EXERCISE MATERIAL:
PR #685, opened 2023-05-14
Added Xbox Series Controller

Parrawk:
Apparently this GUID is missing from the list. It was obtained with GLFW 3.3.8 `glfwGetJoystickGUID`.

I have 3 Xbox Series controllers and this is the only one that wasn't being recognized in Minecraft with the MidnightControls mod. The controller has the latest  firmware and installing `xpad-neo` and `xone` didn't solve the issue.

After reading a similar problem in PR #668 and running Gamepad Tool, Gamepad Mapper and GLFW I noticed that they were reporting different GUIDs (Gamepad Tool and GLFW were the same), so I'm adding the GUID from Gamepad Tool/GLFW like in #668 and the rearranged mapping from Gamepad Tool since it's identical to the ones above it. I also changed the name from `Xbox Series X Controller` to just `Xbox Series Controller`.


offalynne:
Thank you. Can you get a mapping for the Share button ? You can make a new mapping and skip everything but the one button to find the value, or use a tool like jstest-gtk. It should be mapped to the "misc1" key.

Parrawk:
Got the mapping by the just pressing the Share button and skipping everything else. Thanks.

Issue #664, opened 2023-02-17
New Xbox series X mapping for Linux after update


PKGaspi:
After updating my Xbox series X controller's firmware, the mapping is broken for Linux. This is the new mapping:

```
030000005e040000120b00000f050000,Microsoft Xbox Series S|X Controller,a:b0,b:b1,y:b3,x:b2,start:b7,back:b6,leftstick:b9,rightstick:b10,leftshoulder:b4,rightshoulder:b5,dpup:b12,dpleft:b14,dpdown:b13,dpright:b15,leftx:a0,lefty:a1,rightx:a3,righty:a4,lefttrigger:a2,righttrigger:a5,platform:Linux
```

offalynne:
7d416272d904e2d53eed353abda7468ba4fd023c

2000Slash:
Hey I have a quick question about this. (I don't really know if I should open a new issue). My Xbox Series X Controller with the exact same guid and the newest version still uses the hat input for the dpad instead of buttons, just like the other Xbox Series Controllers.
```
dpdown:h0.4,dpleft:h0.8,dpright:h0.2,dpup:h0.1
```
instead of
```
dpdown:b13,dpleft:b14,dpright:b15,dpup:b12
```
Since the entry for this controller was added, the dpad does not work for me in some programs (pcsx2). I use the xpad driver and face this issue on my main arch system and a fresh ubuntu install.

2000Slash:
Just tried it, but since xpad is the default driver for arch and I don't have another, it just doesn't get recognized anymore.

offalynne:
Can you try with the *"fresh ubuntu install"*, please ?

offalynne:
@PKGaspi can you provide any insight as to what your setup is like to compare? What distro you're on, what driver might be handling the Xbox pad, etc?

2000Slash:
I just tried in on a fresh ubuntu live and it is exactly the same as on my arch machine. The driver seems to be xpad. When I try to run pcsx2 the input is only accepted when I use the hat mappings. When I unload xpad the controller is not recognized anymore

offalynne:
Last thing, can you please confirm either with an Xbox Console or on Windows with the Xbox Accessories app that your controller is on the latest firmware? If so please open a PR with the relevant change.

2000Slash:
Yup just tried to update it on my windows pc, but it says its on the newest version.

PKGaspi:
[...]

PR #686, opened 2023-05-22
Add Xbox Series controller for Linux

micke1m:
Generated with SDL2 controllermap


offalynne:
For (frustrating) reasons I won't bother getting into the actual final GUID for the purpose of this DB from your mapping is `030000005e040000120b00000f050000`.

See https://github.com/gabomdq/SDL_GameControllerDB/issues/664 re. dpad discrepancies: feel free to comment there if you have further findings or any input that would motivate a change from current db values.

PROBLEM: Your task is to retype the data exactly, with no line missing.

WRITTEN SOLUTION:
PR #685, opened 2023-05-14
Added Xbox Series Controller

Parrawk:
Apparently this GUID is missing from the list. It was obtained with GLFW 3.3.8 `glfwGetJoystickGUID`.

I have 3 Xbox Series controllers and this is the only one that wasn't being recognized in Minecraft with the MidnightControls mod. The controller has the latest  firmware and installing `xpad-neo` and `xone` didn't solve the issue.

After reading a similar problem in PR #668 and running Gamepad Tool, Gamepad Mapper and GLFW I noticed that they were reporting different GUIDs (Gamepad Tool and GLFW were the same), so I'm adding the GUID from Gamepad Tool/GLFW like in #668 and the rearranged mapping from Gamepad Tool since it's identical to the ones above it. I also changed the name from `Xbox Series X Controller` to just `Xbox Series Controller`.


offalynne:
Thank you. Can you get a mapping for the Share button ? You can make a new mapping and skip everything but the one button to find the value, or use a tool like jstest-gtk. It should be mapped to the "misc1" key.

Parrawk:
Got the mapping by the just pressing the Share button and skipping everything else. Thanks.

Issue #664, opened 2023-02-17
New Xbox series X mapping for Linux after update


PKGaspi:
After updating my Xbox series X controller's firmware, the mapping is broken for Linux. This is the new mapping:

```
030000005e040000120b00000f050000,Microsoft Xbox Series S|X Controller,a:b0,b:b1,y:b3,x:b2,start:b7,back:b6,leftstick:b9,rightstick:b10,leftshoulder:b4,rightshoulder:b5,dpup:b12,dpleft:b14,dpdown:b13,dpright:b15,leftx:a0,lefty:a1,rightx:a3,righty:a4,lefttrigger:a2,righttrigger:a5,platform:Linux
```

offalynne:
7d416272d904e2d53eed353abda7468ba4fd023c

2000Slash:
Hey I have a quick question about this. (I don't really know if I should open a new issue). My Xbox Series X Controller with the exact same guid and the newest version still uses the hat input for the dpad instead of buttons, just like the other Xbox Series Controllers.
```
dpdown:h0.4,dpleft:h0.8,dpright:h0.2,dpup:h0.1
```
instead of
```
dpdown:b13,dpleft:b14,dpright:b15,dpup:b12
```
Since the entry for this controller was added, the dpad does not work for me in some programs (pcsx2). I use the xpad driver and face this issue on my main arch system and a fresh ubuntu install.

2000Slash:
Just tried it, but since xpad is the default driver for arch and I don't have another, it just doesn't get recognized anymore.

offalynne:
Can you try with the *"fresh ubuntu install"*, please ?

offalynne:
@PKGaspi can you provide any insight as to what your setup is like to compare? What distro you're on, what driver might be handling the Xbox pad, etc?

2000Slash:
I just tried in on a fresh ubuntu live and it is exactly the same as on my arch machine. The driver seems to be xpad. When I try to run pcsx2 the input is only accepted when I use the hat mappings. When I unload xpad the controller is not recognized anymore

offalynne:
Last thing, can you please confirm either with an Xbox Console or on Windows with the Xbox Accessories app that your controller is on the latest firmware? If so please open a PR with the relevant change.

2000Slash:
Yup just tried to update it on my windows pc, but it says its on the newest version.

PKGaspi:
[...]

PR #686, opened 2023-05-22
Add Xbox Series controller for Linux

micke1m:
Generated with SDL2 controllermap


offalynne:
For (frustrating) reasons I won't bother getting into the actual final GUID for the purpose of this DB from your mapping is `030000005e040000120b00000f050000`.

See https://github.com/gabomdq/SDL_GameControllerDB/issues/664 re. dpad discrepancies: feel free to comment there if you have further findings or any input that would motivate a change from current db values.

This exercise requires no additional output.